§ **Saved entries**:
++++++++++++++++++++

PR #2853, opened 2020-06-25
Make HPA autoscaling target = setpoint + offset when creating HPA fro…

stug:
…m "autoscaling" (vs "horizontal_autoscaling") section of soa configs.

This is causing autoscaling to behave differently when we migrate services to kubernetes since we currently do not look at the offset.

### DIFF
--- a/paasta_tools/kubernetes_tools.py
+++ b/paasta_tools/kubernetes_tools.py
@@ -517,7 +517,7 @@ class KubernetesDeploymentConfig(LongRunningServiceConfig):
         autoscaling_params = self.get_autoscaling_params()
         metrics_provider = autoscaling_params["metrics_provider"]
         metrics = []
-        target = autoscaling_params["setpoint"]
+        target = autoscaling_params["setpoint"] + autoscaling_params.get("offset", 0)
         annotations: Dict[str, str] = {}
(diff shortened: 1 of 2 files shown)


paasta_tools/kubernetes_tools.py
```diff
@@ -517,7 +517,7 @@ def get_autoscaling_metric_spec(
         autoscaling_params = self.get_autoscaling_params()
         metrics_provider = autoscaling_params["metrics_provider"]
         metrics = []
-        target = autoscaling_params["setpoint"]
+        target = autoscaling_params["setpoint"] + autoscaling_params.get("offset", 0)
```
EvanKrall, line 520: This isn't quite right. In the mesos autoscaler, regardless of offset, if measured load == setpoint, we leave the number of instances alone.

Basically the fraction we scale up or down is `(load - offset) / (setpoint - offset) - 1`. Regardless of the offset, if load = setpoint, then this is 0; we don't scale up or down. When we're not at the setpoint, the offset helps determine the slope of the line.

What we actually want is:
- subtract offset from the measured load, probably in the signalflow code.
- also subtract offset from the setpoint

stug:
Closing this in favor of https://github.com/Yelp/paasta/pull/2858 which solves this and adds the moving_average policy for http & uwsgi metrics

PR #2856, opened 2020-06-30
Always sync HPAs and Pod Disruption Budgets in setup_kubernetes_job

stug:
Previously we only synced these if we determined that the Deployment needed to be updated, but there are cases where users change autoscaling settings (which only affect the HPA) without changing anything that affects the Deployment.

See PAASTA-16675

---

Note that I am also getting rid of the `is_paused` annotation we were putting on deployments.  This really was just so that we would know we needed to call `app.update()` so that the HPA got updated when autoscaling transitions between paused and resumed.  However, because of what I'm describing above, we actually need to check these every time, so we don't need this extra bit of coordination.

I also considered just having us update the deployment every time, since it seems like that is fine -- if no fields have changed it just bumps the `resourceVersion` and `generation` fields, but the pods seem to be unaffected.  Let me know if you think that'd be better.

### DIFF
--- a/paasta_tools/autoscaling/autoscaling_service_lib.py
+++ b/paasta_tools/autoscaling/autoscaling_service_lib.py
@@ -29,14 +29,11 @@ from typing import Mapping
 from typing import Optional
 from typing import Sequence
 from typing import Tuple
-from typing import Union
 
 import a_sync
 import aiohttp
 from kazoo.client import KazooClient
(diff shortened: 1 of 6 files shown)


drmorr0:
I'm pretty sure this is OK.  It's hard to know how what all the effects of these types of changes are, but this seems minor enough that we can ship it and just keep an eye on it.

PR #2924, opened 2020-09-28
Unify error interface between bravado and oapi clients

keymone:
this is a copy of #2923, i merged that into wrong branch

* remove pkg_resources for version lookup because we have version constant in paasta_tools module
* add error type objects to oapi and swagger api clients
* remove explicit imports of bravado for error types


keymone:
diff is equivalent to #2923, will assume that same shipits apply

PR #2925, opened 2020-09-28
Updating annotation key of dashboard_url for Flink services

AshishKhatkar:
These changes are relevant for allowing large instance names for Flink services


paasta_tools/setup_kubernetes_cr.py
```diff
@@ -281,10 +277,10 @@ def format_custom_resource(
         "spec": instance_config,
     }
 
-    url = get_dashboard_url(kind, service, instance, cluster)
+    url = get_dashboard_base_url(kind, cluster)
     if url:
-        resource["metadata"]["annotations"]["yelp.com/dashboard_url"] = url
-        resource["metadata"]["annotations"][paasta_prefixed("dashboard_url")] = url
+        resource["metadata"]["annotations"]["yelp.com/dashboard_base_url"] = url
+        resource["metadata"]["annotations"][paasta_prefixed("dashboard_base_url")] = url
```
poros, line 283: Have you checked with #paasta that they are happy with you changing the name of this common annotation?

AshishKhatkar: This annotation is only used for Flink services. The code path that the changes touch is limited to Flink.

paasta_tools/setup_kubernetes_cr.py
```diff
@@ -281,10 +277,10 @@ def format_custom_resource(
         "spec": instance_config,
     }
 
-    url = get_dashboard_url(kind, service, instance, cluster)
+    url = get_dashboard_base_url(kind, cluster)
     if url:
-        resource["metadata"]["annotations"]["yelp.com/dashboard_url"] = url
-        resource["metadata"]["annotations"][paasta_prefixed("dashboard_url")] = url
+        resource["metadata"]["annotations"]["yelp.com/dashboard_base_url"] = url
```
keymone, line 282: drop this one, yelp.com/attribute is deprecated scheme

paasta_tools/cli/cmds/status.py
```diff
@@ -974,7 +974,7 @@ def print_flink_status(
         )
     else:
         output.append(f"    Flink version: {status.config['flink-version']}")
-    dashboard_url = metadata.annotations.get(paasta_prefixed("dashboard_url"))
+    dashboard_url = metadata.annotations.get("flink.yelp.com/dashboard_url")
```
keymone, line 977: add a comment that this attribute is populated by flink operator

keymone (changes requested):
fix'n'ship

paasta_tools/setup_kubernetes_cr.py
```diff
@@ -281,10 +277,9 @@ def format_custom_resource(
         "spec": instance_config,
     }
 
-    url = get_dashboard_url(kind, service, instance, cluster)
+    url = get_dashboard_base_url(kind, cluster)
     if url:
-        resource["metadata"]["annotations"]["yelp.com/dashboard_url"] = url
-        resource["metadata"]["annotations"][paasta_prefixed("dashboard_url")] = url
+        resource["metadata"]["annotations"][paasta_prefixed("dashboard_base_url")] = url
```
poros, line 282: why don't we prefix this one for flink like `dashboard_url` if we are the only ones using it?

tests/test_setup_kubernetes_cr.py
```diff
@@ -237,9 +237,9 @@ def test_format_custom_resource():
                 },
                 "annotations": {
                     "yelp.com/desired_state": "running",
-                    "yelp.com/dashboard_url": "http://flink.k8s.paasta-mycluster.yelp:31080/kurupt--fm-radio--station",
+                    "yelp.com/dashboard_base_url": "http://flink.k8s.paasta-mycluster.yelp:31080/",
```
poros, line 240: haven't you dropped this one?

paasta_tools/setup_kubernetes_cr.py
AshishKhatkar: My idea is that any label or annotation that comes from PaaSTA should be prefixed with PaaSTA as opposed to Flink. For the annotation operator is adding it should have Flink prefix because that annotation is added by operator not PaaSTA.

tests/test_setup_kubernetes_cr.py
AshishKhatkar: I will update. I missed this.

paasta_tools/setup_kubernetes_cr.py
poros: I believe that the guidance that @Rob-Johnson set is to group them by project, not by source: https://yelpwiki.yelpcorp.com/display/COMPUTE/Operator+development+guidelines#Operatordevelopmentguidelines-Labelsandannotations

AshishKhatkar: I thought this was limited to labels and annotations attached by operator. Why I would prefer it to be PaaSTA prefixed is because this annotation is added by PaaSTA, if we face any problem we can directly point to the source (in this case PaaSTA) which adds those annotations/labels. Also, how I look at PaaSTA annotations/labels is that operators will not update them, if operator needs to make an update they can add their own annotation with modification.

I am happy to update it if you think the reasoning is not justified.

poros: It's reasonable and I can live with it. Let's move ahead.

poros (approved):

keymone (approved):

++++++++++++++++++++

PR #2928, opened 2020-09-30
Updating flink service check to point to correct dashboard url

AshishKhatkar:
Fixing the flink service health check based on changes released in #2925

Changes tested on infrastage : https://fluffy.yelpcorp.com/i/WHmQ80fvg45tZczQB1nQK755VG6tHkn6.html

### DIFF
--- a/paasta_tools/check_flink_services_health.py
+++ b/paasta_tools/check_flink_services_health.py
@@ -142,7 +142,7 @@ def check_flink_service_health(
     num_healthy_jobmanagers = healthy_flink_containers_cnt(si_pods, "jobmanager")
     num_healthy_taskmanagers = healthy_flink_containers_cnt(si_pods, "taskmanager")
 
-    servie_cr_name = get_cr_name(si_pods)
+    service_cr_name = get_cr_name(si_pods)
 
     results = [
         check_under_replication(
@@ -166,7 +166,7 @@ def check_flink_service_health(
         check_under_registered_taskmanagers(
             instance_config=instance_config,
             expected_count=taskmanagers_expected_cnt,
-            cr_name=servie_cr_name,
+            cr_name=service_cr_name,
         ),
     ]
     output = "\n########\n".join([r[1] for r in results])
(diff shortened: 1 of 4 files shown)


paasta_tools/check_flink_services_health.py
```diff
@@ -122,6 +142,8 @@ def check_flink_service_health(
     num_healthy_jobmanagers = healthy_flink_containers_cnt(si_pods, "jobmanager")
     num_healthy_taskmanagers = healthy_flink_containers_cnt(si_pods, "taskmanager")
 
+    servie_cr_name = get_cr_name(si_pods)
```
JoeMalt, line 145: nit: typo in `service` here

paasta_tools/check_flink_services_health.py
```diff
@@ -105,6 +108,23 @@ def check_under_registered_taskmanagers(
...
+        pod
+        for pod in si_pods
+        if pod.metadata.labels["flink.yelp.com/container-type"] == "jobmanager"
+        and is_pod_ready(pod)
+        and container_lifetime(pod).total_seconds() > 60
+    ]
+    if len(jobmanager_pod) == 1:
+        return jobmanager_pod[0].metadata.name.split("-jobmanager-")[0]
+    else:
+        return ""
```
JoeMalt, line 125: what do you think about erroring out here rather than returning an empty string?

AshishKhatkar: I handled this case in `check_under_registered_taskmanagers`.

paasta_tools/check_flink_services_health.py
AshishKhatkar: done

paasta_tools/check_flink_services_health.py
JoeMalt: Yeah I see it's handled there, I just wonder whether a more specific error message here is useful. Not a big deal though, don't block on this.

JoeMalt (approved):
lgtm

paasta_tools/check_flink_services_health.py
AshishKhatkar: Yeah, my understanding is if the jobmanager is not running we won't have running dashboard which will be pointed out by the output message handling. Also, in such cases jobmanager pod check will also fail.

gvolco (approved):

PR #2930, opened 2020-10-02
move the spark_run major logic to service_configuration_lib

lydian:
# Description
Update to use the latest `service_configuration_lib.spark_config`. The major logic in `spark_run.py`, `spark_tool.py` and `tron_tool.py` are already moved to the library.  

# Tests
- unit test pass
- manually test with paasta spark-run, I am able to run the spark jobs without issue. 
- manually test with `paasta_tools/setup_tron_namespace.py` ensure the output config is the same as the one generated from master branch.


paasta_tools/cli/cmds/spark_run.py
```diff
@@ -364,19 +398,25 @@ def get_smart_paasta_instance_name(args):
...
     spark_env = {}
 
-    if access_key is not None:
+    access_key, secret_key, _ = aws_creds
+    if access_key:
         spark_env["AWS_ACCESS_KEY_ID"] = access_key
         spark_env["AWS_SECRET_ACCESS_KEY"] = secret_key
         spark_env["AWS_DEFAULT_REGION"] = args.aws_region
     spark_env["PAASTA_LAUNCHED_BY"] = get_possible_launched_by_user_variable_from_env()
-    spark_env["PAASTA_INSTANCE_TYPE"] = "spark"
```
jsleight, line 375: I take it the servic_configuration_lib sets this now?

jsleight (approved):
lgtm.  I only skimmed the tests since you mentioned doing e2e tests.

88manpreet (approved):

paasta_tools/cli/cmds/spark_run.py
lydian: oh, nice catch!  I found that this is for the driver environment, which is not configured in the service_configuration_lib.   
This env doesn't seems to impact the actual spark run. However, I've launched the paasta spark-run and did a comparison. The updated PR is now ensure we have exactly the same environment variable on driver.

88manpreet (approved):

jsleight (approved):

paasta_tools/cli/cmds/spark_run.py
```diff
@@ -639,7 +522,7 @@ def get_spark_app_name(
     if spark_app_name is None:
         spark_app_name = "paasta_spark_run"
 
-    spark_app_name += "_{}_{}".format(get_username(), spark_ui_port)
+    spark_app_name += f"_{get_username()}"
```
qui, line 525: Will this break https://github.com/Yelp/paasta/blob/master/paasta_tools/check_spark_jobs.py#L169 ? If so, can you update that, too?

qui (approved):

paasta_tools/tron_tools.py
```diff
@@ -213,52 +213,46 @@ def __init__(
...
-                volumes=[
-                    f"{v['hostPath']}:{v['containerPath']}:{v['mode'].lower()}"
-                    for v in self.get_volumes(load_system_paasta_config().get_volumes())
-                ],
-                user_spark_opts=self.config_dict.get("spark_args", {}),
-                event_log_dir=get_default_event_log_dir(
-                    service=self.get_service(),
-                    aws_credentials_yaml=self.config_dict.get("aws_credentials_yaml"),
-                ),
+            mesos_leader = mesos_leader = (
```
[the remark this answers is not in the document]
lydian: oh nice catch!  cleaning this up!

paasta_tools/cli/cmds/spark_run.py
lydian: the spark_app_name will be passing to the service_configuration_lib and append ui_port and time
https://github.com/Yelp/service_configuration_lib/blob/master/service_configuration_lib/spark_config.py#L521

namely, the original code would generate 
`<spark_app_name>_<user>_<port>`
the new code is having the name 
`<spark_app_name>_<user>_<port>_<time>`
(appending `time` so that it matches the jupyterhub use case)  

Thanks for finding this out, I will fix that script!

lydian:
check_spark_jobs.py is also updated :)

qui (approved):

++++++++++++++++++++

Where does the string "without" appear in the records? Copy every line that holds it.

Previously we only synced these if we determined that the Deployment needed to be updated, but there are cases where users change autoscaling settings (which only affect the HPA) without changing anything that affects the Deployment.
- manually test with paasta spark-run, I am able to run the spark jobs without issue. 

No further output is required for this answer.